Ahlâk-ı âliyenin, hakikatın zeminiyle olan rabıta-i ittisali ciddiyettir. Ve deveran-ı dem gibi hayatlarını idame eden ve imtizaçlarından tevellüd eden haysiyete kuvvet veren, heyet-i mecmuasına intizam veren yalnız sıdktır. Evet şu rabıta olan sıdk ve ciddiyet kesildiği anda, o ahlâk-ı âliye kurur ve hebaen gidiyor.” Mu:145

 

Mevlana Cami Hazretlerinin, yerli-yersiz ve riyakarane konuşmalara karşı hassasiyetini gösteren bir hadise:

"Mevlana cami, bilhassa ihlasta ilerlemiş, maneviyatta mesafe kat’etmiştir. Bundan olacak ki, gösterişten çok rahatsız olur, bütün huzur ve rahatını tevazuda, ihlasta bulurdu. O insanı maddi ve ilmi kazancıyla değerlendirmezdi. Bütün meselesi; gönül ehli olmak, iyi niyet sahibi bulunmak, tevazu ve ihlas içinde dini hayat yaşamaktı. Muhataplarında aradığı bunlardı. Nitekim bir gün mana büyüklerinin oturduğu bir davet sofrasında biri dikkatini çekti. Adam henüz ruhen olgunlaşmamış olduğunu, her haliyle belli ediyordu. Yemeğe başlarken yüksek sesle ve hodfüruşane bağırdı:

- Tuz getirin! Yemeğe tuzla başlamak sünnettir.
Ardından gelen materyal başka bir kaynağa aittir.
PR #3095, opened 2024-12-02
AG-13397 Fix popover drag handles and disabled buttons

lsjroberts:
https://ag-grid.atlassian.net/browse/AG-13397

Changes drag handles to be widgets, the existing `'mousemove'` events were being consumed somewhere else while the mouse was down.

Dialog and popover components will be properly converted to use widgets at a later date.

### DIFF
--- a/packages/ag-charts-community/src/components/popover/draggablePopover.ts
+++ b/packages/ag-charts-community/src/components/popover/draggablePopover.ts
@@ -1,4 +1,6 @@
 import { Vec2 } from '../../util/vector';
+import type { NativeWidget } from '../../widget/nativeWidget';
+import type { DragWidgetEvent } from '../../widget/widgetEvents';
 import { Popover, type PopoverOptions } from './popover';
 
 export abstract class DraggablePopover<Options extends PopoverOptions = PopoverOptions> extends Popover<Options> {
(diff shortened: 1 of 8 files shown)


olegat:
The regression looks like a bug in `RegionManager`, which is not surprising because its implementation has recently changed to use `widgets/` rather than `InteractionManager` (https://github.com/ag-grid/ag-charts/commit/24b8db92baa394cd1f884249ea3a4d38efd4dfa5). The `RegionManager.dispatchEvent` is broadcasting an `'enter'` event to the `'series'` region when the dragging starts. That shouldn't happen though.

It would be preferable to fix this regression and correcting the dispatch bug of `RegionManager`.

**EDIT** Actually, it seems like the `RegionManager.dispatchEvent` only sends `'enter'` when the pointer leaves the drag handle bound, which is in fact correct. The `'mousemove'` events are almost certainly being highjacked by the `startDrag` handler on the .ag-charts-canvas-proxy element:
https://github.com/ag-grid/ag-charts/blob/8b09067ce80900ccfdcb75785d9a67ca090722c0/packages/ag-charts-community/src/widget/widgetListenerInternal.ts#L38

Therefore using a `Widget` for the drag handle is a correct approach 👍

olegat (approved):
LGTM subject to green CI

alantreadway (approved):
LGTM

PR #3110, opened 2024-12-03
AG-10574 Tooltip changes

jacobp100:
https://ag-grid.atlassian.net/browse/AG-10574


packages/ag-charts-community/src/chart/interaction/tooltipManager.css
```diff
@@ -17,115 +17,97 @@
     box-shadow: 0 4px 8px rgba(0, 0, 0, 0.08);
 }
 
-.ag-chart-tooltip--compact {
+.ag-charts-tooltip--compact {
     --ag-charts-content-padding: var(--ag-charts-content-compact-padding);
 }
 
-.ag-chart-tooltip-wrap-always {
+.ag-charts-tooltip--arrow::before {
```
jacobp100, line 25: This replaces the previous arrow mechanism, it means we can inherit the background and border, so you can just style the tooltip, and it cascades through

alantreadway (approved):
LGTM

PR #3111, opened 2024-12-03
AG-13564 - Remove tooltip + crossline label CSS class options.

alantreadway:
https://ag-grid.atlassian.net/browse/AG-13564


alantreadway:
Merged to allow Jacob to progress on #3110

Adamın kendisini göstermek için söylediği bu sözden rahatsız olan Mevlana, yavaşça cevap verdi:

- Hazret, ekmekte tuz vardır. Onu hatırlayarak yerseniz, sünneti yerine getirmiş olursunuz.

Adam fazla ders almadı bu ikazdan. Az sonra birine bir ihtar verdi:

- Ekmeği tek elle koparıyorsun. Tek elle koparmak mekruhtur.
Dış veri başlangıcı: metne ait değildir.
PR #3112, opened 2024-12-03
AG-13570 - Fix naming of crosshair label CSS classes.

alantreadway:
https://ag-grid.atlassian.net/browse/AG-13570

### DIFF
--- a/packages/ag-charts-enterprise/src/features/crosshair/crosshairLabel.css
+++ b/packages/ag-charts-enterprise/src/features/crosshair/crosshairLabel.css
@@ -21,6 +21,6 @@
     color: var(--ag-charts-axis-label-color);
 }
 
-.ag-charts-crosshair-label-hidden {
+.ag-charts-crosshair-label--hidden {
     visibility: hidden !important;
 }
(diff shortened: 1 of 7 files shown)


packages/ag-charts-enterprise/src/features/crosshair/crosshairLabel.css
```diff
@@ -13,14 +13,14 @@
...
+.ag-charts-crosshair-label-content {
     padding: 0 8px;
     border-radius: 2px;
     line-height: 20px;
     background-color: var(--ag-charts-axis-label-background-color);
     color: var(--ag-charts-axis-label-color);
 }
 
-.ag-crosshair-label-hidden {
+.ag-charts-crosshair-label-hidden {
```
jacobp100: If it's not too much hassle, I think we should still keep the modifiers clear (this is what I did in tooltips)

Cami Hazretleri bu hareketten de rahatsız oldu. Tekrar düzeltme yaptı:

- Sofrada başkasının eline, ağzına bakmak ta mekruhtur. Hem de senin hatırlattığından fazla mekruh...
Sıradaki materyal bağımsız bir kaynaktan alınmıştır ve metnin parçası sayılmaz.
PR #3113, opened 2024-12-03
AG-13357 Add `seriesVisibilityChange` listener API

olegat:
https://ag-grid.atlassian.net/browse/AG-13357


eslint.config.mjs
```diff
@@ -45,6 +45,24 @@ export const sonarjsConfig = [
...
+            // Example:
+            //   function f (a?: undefined);
+            //   function g (a: undefined);
+            //
+            //   f(undefined); // OK: compiles.
+            //   f();          // OK: compiles. (equivalent to `f(undefined)`)
+            //   g(undefined); // OK: compiles.
+            //   g();          // FAIL: will not compile because parameter #0 is missing.
+            //
+            'sonarjs/no-redundant-optional': 0,
```
alantreadway: Where was this causing an issue? I managed to fix up all violations of this during the v9 eslint upgrade?

packages/ag-charts-community/src/util/object.ts
```diff
@@ -131,3 +131,22 @@ export function deepFreeze<T>(obj: T): T {
...
+
+export function defineSetterGetter<T, P extends string, V>(
+    o: T,
+    p: P,
+    attributes: { set: (v: V) => void; get: () => V }
+): T & { [K in P]: V };
+export function defineSetterGetter<T, P extends string, V>(
+    o: T,
+    p: P,
+    attributes: { set?: undefined; get: () => V }
```
alantreadway: This looks wrong - probably we should either:
- Omit `set` here.
- Make it `unknown` or `never` rather than `undefined`.

eslint.config.mjs
alantreadway: Also - these SonarJS rules are still enforced in our SonarCloud reports irrespective of the ESLint config, so this specific issue will still be reported there. Ergo, we should actually address the issue raised.

See my comments on `object.ts`, but I think we can tackle this by being more accurate with the typing in `object.ts`.

packages/ag-charts-community/src/chart/legend/legendEvent.ts
```diff
@@ -0,0 +1,42 @@
...
+): AgChartLegendClickEvent;
+
+export function makeLegendItemEvent<T extends 'dblclick'>(
+    type: T,
+    itemId: string,
+    seriesId: string,
+    event: Event
+): AgChartLegendDoubleClickEvent;
+
+export function makeLegendItemEvent(
```
jacobp100, line 17: Potentially we could change the legend click event to include `type: 'click' | 'dblclick'`, and we could just instantiate a single class rather than use this helper. I don't feel massively strongly here though

packages/ag-charts-community/src/chart/legend/legendEvent.ts
```diff
@@ -0,0 +1,42 @@
...
+        preventDefault: (): void => {
+            _defaultPrevented = true;
+        },
+    };
+
+    return defineSetterGetter(that, 'defaultPrevented', {
+        get: function () {
+            return _defaultPrevented;
+        },
+    });
```
jacobp100:
```suggestion
    return {
        type,
        itemId,
        seriesId,
        event,
        preventDefault: (): void => {
            _defaultPrevented = true;
        },
        get defaultPrevented() {
          return _defaultPrevented;
        }
    };
```

jacobp100 (approved):

packages/ag-charts-community/src/util/object.ts
```diff
@@ -131,3 +131,22 @@ export function deepFreeze<T>(obj: T): T {
...
+): T & { readonly [K in P]: V };
+export function defineSetterGetter<T, P extends string, V>(
+    o: T,
+    p: P,
+    attributes: { set?: (v: V) => void; get: () => V }
+): T {
+    Object.defineProperty(o, p, attributes);
+    return o;
+}
```
alantreadway: This keeps the same signature but without needing to disable linting rules:
```suggestion
export function defineSetterGetter<T, P extends string, V, S extends ((v: V) => void) | undefined>(
    o: T,
    p: P,
    attributes: { set?: S; get: () => V }
) {
    Object.defineProperty(o, p, attributes);
    return o as S extends undefined ? T & { readonly [K in P]: V } : T & { [K in P]: V };
}
```

packages/ag-charts-community/src/util/object.ts
olegat: It's not wrong. The overload simply states that the type of the `set` is undefined, and that it can be explicitly set to undefined or implicitly set to by omitting the property.

However, it seems that `never` accomplishes the same thing so I'll try with that.

packages/ag-charts-community/src/util/object.ts
olegat: Thanks for the feedback. I've tried this out, but the return type isn't quite what you'd expect.
```typescript
const a = defineSetterGetter( {}, 'p', { get: () => 'foobar'} );
// a is of type:
// * `{ readonly p: 'foobar'} | { p: 'foobar' }` when using `as`
// * `{ readonly p: 'foobar'}`  when using an overload
```

The two types are the same in practice, but the overload is tidier.

packages/ag-charts-community/src/chart/legend/legendEvent.ts
olegat: I don't think that this matters. The aim of this function to just use a raw object rather than a class to avoid exposing private members in API event.

eslint.config.mjs
olegat: obsolete.

packages/ag-charts-community/src/chart/legend/legendEvent.ts
olegat: Thanks for the suggestion. I've done this. I think it's much cleaner.

packages/ag-charts-community/src/util/object.ts
olegat: obsolete.

packages/ag-charts-community/src/util/object.ts
olegat: obsolete.

alantreadway (approved):
LGTM

PR #3124, opened 2024-12-04
AG-13542 Use a ButtonWidget in axisButton.ts

olegat:
https://ag-grid.atlassian.net/browse/AG-13542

Adam birazcık ders alır gibi olup susmuştu. Ama kendini göstermek istiyor, dikkatleri üzerine çekmek için konuşmaya devam niyeti taşıyordu. Nitekim az sonra yine başladı:

- Yemek yerken konuşmak sünnettir!

Mevlana Cami yine ikaz etti: “Çok konuşmak ise mekruhtur.”

Hatalı sözler sarfetiğini anlayan adam, bundan sonra lüzumsuz konuşmayı da, sivri ve rahatsız edici sözlerle hata düzeltmeyi de terk etti.” (İslam Büyükleri sh:221) (Yeni Ansiklopedi sh 367)

Bir başka hadiste mealen şöyle buyuruluyor:

“Kahkaha ile, başkalarının işitecekleri surette gülmek şeytandandır. Tebessüm etmek ise Allah’tandır.” (H.G. Hadis: 264)

Netice: Büyükler küçüklere bilhassa adabı cihetinde  örnek olmalıdır.

 

 

“Ciddiyet” 1,2 sesli dersler:

 

http://risaleinurdersi.com/index.php/goeruentuelue-dersler/alfabetik-dersler/c-harfi/208-ciddiyet-1-25052005-istinye-sesli-ders

 

http://risaleinurdersi.com/index.php/goeruentuelue-dersler/alfabetik-dersler/c-harfi/209-ciddiyet-2-22062006-istinye-sesli-ders

 

 

 

 


(*): Madem muhatablar içine Nurcular girdiler. Sıdk kelimesine ihlas, sadakat, sebat, tesanüd gibi kelimeler ilâve olur.